Elle s’est mise à filer pour le compte des autres, mais elle n’est plus désespérée. Elle est assurée du nécessaire et elle en est satisfaite. Joseph va chaque matin chez un menuisier du “Puits de Jacob” pour apprendre le métier.”
333.5 – “Sont-ils meilleurs, ceux de Chorazeïn?” demande Matthieu.
“Non, Matthieu. Ils sont de plus en plus mauvais, reconnaît franchement Jésus. Et ils nous ont maltraité. Les plus puissants, naturellement, pas le simple peuple.”
“C’est vraiment un mauvais endroit. Il ne faut plus y aller” dit Philippe.
“Ce serait une souffrance pour le disciple Élie, et pour la veuve et pour la femme guérie aujourd’hui, et pour ceux qui sont bons.”
“Oui, mais ils sont si peu nombreux que… moi, je ne m’occuperais plus de cet endroit. Tu l’as dit: “Impossible de les travailler” dit Thomas.
“La résine est une chose et autre chose sont les cœurs. Il en restera quelque chose comme une semence enfouie sous des mottes et des mottes très compactes. Il faudra beaucoup de temps pour que cela perce, mais finalement cela percera. Ainsi de Chorazeïn. Un jour naîtra ce que j’ai semé. Il ne faut pas se lasser aux premières défaites.
333.6 – Écoutez cette parabole. On pourrait l’intituler: “La parabole du bon cultivateur”.
Un riche avait une grande et belle vigne dans laquelle se trouvaient des figuiers de différentes qualités. À la vigne était préposé un de ses serviteurs, vigneron expérimenté et qui connaissait la taille des arbres à fruits. Il faisait son devoir par amour pour son maître et pour les arbres. Tous les ans, le riche, à la belle saison, venait à plusieurs reprises à sa vigne pour voir mûrir les raisins et les figues et les goûter, les cueillant sur les arbres de ses propres mains. Un jour donc, il se dirigea vers un figuier qui donnait des fruits d’excellente qualité, l’unique arbre de cette qualité qui existât dans la vigne. Mais ce jour aussi, comme les deux années précédentes, il le trouva tout en feuilles et sans aucun fruit. Il appela le vigneron et lui dit: “C’est la troisième année que je viens chercher des fruits sur ce figuier et je ne trouve que des feuilles.

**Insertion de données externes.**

Issue #9575, opened 2025-05-16
Update elasticsearch location storage format


jpye-finch:
## New location storage format 
Why is this needed: we want to limit user's visibility scope as much as we can already on query level. For some users, this means quite broad queries like "give this user all records that happened in the state he has permission to search records from". At this point it's better to be able to search with the state id instead of using a long list of leaf level locations.

This format is for **Elasticsearch only**. Locations should be converted into the following format right before storage and converted back to leaf level locations right after reading data back from ES.
In PostgreSQL we continue only storing leaf level locations.

```ts
{
  "createdAtLocation": ["7c1b9f3e-1a4b-4f2d-8e47-2a8b1c6a5d21", "c8f2a6e0-6c33-4e92-bd36-91a6b3c7f488", "e6b4c52a-14f2-4a9a-92cf-17fd9183d7aa"],
  "updatedAtLocation": ["7c1b9f3e-1a4b-4f2d-8e47-2a8b1c6a5d21", "c8f2a6e0-6c33-4e92-bd36-91a6b3c7f488", "e6b4c52a-14f2-4a9a-92cf-17fd9183d7aa"],
  "legalStatuses.DECLARED.createdAtLocation": ["7c1b9f3e-1a4b-4f2d-8e47-2a8b1c6a5d21", "c8f2a6e0-6c33-4e92-bd36-91a6b3c7f488", "e6b4c52a-14f2-4a9a-92cf-17fd9183d7aa"],
  "declaration.child____address____privateHome.administrativeArea": ["f9e1d2c7-2e4a-4b87-bc3f-8d9f2b5a7c44", "4b1a7e2c-8c5d-42f0-bb79-25c8e7d1f9a1", "8d2c6e1f-9a44-4721-8c9f-4e3a7f5b6c12"],
  "declaration.child____address____privateHome.country": ["b3a2f7c1-9d82-4f7e-ae3b-58d9c4a6f221", "d8c1e2f4-7a92-46f0-b6d9-4b7e8c9a1f22", "9f3c7a1d-5b28-46c1-bd8a-6e1f2a7c4d33"],
  "declaration.mother____address.country": ["b3a2f7c1-9d82-4f7e-ae3b-58d9c4a6f221", "d8c1e2f4-7a92-46f0-b6d9-4b7e8c9a1f22", "9f3c7a1d-5b28-46c1-bd8a-6e1f2a7c4d33"]
}
```

[...]

PR #11160, opened 2025-11-24
Update elasticsearch location storage format

tareq89:
## Description
https://github.com/opencrvs/opencrvs-core/issues/9575

## Checklist

### DIFF
--- a/CHANGELOG.md
+++ b/CHANGELOG.md
@@ -8,6 +8,10 @@
 
 HTTP input now accepts `field('..')` references in the HTTP body definition.
 
+#### Jurisdiction
+
+- Elasticsearch now stores location IDs as a full administrative hierarchy, with the leaf representing the actual event location. This enables searching events by any jurisdiction level (district, province, office, health facility etc.).
+
 ## 1.9.1
 
 ### Breaking changes


packages/events/src/service/indexing/indexing.ts
```diff
@@ -54,11 +56,18 @@ import {
 // trying to get beyond that will result in a “Result window is too large“ error
 const ELASTICSEARCH_MAXIMUM_QUERY_SIZE = 10000
 
-function eventToEventIndex(
+async function eventToEventIndex(
   event: EventDocument,
   config: EventConfig
-): EventIndex {
-  return encodeEventIndex(getCurrentEventState(event, config), config)
+): Promise<EventIndex> {
```
makelicious: Let's keep this as simpler function that is not async. Pass in the locationHierarchy from outside

packages/events/src/storage/postgres/events/locations.ts
```diff
@@ -255,3 +255,83 @@ export async function isLocationUnderJurisdiction({
...
+// Given a location ID, this retrieves its full parent chain from `locations`.
+// Once the top location with a non-null administrative_area_id is reached,
+// it then retrieves the full parent chain from `administrative_areas`.
+// The final result combines both chains into a single ordered hierarchy.
+export async function getLocationHierarchyRaw(
+  locationId: string
+): Promise<LocationHierarchyRow[]> {
+  const db = getClient()
+
+  const rawQuery = sql<LocationHierarchyRow[]>`
```
makelicious: In the best case we could get the admin areas only. It could be little less verbose if done like this. I would expect the order to stay correct since we are traversing them

```
export async function getAdministrativeAreaAncestorIds(locationId: UUID) {
  const db = getClient()

  const query = sql`
    WITH RECURSIVE ancestors AS (
      SELECT
          aa.id,
          aa.parent_id
      FROM app.locations l
      JOIN app.administrative_areas aa
          ON aa.id = l.administrative_area_id
      WHERE l.id = ${locationId}
      UNION ALL

      SELECT
          aa.id,
          aa.parent_id
      FROM app.administrative_areas aa
      JOIN ancestors a ON a.parent_id = aa.id
    )
    SELECT ancestors.id
    FROM ancestors;
`

  return query.execute(db)
}

```

tareq89: In the current schema, not all locations have an `administrative_area_id`. Locations form their own parent-child hierarchy, and only the top-level locations contain an `administrative_area_id`, which links the chain upward into the `administrative_areas` hierarchy.

makelicious: You are right. We are deprecating the parent id. As based on the specification we have: 
```
1. A country consists of a hierarchy of administrative areas.
2. The hierarchy structure is defined by each country.
3. Not every level of the hierarchy must appear in every branch of the hierarchy tree. (Province → Village)
4. Any level of the hierarchy (including country) may contain physical locations (e.g., hospitals, offices).
5. Physical locations do not form independent hierarchy.
6. Each user must be assigned to a location.
7. Each user can belong to only a single location.
```

Locations will not have hierarchy.

packages/events/src/service/indexing/indexing.test.ts
```diff
@@ -40,6 +49,123 @@ test('records are not indexed when they are created', async () => {
 
   expect(body.hits.hits).toHaveLength(0)
 })
+
```
makelicious, line 52: as discussed, we are still missing tests when we index all the documents.

Let's add test case for deeper hierarchy, say >3 locations

packages/events/src/service/indexing/indexing.test.ts
```diff
@@ -40,6 +49,123 @@ test('records are not indexed when they are created', async () => {
...
+    query: { type: 'and', clauses: [{ eventType: TENNIS_CLUB_MEMBERSHIP }] }
+  })
+
+  expect(results).toHaveLength(1)
+  expect(results[0].createdAtLocation).toEqual(childLocation.id)
+  expect(results[0].updatedAtLocation).toEqual(childLocation.id)
+  expect(results[0].legalStatuses.DECLARED?.createdAtLocation).toEqual(
+    childLocation.id
+  )
+  expect(results[0].declaration.applicant____address).toEqual(undefined)
```
makelicious: Could you note here why it is undefined.

makelicious (commented):
On top of the comments, let's add some test case under `events.search.test`

packages/events/src/tests/generators.ts
```diff
@@ -63,13 +63,14 @@ export function payloadGenerator(
     /** Create test data by providing count or desired locations */
     set: (input: Array<Partial<Location>> | number, prng: () => number) => {
       if (typeof input === 'number') {
-        return Array.from({ length: input }).map((_, i) => ({
+        const generateLocations = Array.from({ length: input }).map((_, i) => ({
```
makelicious: not a function, maybe we could omit the variable all together?

packages/events/src/storage/postgres/events/locations.ts
```diff
@@ -255,3 +255,48 @@ export async function isLocationUnderJurisdiction({
...
+
+        SELECT
+            parent_aa.id,
+            parent_aa.parent_id,
+            ac.depth + 1
+        FROM app.administrative_areas parent_aa
+        JOIN area_chain ac ON ac.parent_id = parent_aa.id
+    )
+
+    SELECT id
```
makelicious: `SELECT array_agg(id ORDER BY depth DESC) AS ids`

packages/events/src/storage/postgres/events/locations.ts
```diff
@@ -255,3 +255,48 @@ export async function isLocationUnderJurisdiction({
...
+    FROM area_chain
+    ORDER BY depth DESC;
+  `
+
+  const result = await db.executeQuery(rawQuery.compile(db))
```
makelicious: Ideally we would do the transformation on SQL. If we need to map it afterwards, it might be sign of something.
```
const result = await db.executeQuery(rawQuery.compile(db))
const hierarchyIds = result.rows[0].ids
hierarchyIds.push(locationId)
return hierarchyIds
```

packages/events/src/storage/postgres/events/locations.ts
```diff
@@ -255,3 +255,48 @@ export async function isLocationUnderJurisdiction({
...
 }
+
+type LocationHierarchyRow = {
+  id: string
+}
+
+// Given a location ID, this function retrieves the full chain of parent administrative areas
+// from `administrative_areas` corresponding to the location's `administrative_area_id`.
+// Returns an array of IDs representing the location's hierarchy, from top-level parent down to the location itself.
+export async function getLocationHierarchyRaw(locationId: string) {
```
makelicious, line 267: No need to designate it as raw.  `query` will suffice if we need to separate it from other  getLocationHierarchy's.

packages/events/src/storage/postgres/events/locations.ts
```diff
@@ -255,3 +255,48 @@ export async function isLocationUnderJurisdiction({
 
   return !!result.rows[0].isChild
 }
+
+type LocationHierarchyRow = {
+  id: string
+}
+
+// Given a location ID, this function retrieves the full chain of parent administrative areas
```
makelicious: use /** */ tsdoc for easier use with editor

packages/events/src/service/indexing/utils.ts
```diff
@@ -96,6 +99,141 @@ function stripIndexFieldsFromValue(
...
+  return event
+}
+
+const locationHierarchyCache = new Map<string, string[]>()
+export async function getEventIndexWithLocationHierarchy(
+  eventConfig: EventConfig,
+  event: EventIndex
+) {
+  const buildFullLocationHierarchy = async (
+    locationId?: UUID | null | string
```
makelicious: this should always be UUID not string?

makelicious (approved):

makelicious (commented):
Could you add a test case where someone searches using the location ids? Will elasticsearch handle that by default or will it result to empty results? We only test for other cases.

PR #13270, opened 2026-07-24
fix(commons): memoize getCurrentEventState in buildClientFunctionContext

Nil20:
**Problem**: "Go to review" and action-menu clicks could freeze the form for 30-60 seconds.

**Root cause**: `buildClientFunctionContext` (updated in #13160 to keep `$flags` live) calls `getCurrentEventState`, which re-aggregates the full action history — including several Zod `safeParse` calls in `resolvePlaceOfEvent` (`UUID`, `AddressFieldValue`) and one per action in `getActionUpdateMetadata`. It runs per field, per conditional (`SHOW`/`ENABLE`/`DISPLAY_ON_REVIEW`), and it's fully synchronous — so one validation pass recomputed it dozens of times over, blocking the main thread the whole time.

**Fix**: Memoize `getCurrentEventState` by `(event, config)` identity (`inMemoryEventStateCache`), reused for the rest of the validation pass. `WeakMap`-backed, so it clears itself once the event/config reference changes.

**Tests**: Covered by existing e2e (death declaration review flow), passing on shard 12.


packages/commons/src/conditionals/validate.ts
jamil314, line 1: What if we added eventState in the `ValidatorContext` instead?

On voit que cet arbre a fini de fructifier. Coupe-le donc. Il est inutile qu’il soit ici à occuper une place, et prendre ton temps, pour ne rien rapporter. Scie-le, brûle-le et nettoie le terrain de ses racines et mets à sa place une nouvelle plante. D’ici quelques années elle donnera des fruits”. Le vigneron, qui était patient et aimant, répondit: “Tu as raison. Mais laisse-moi encore faire cette année. Je ne vais pas le scier, mais au contraire, avec encore plus de soin, je vais bêcher tout autour, y mettre du fumier, et l’émonder. Qui sait s’il ne va pas encore donner des fruits? Si après ce dernier essai il ne donne pas de fruit, j’obéirai à ton désir et je le couperai”.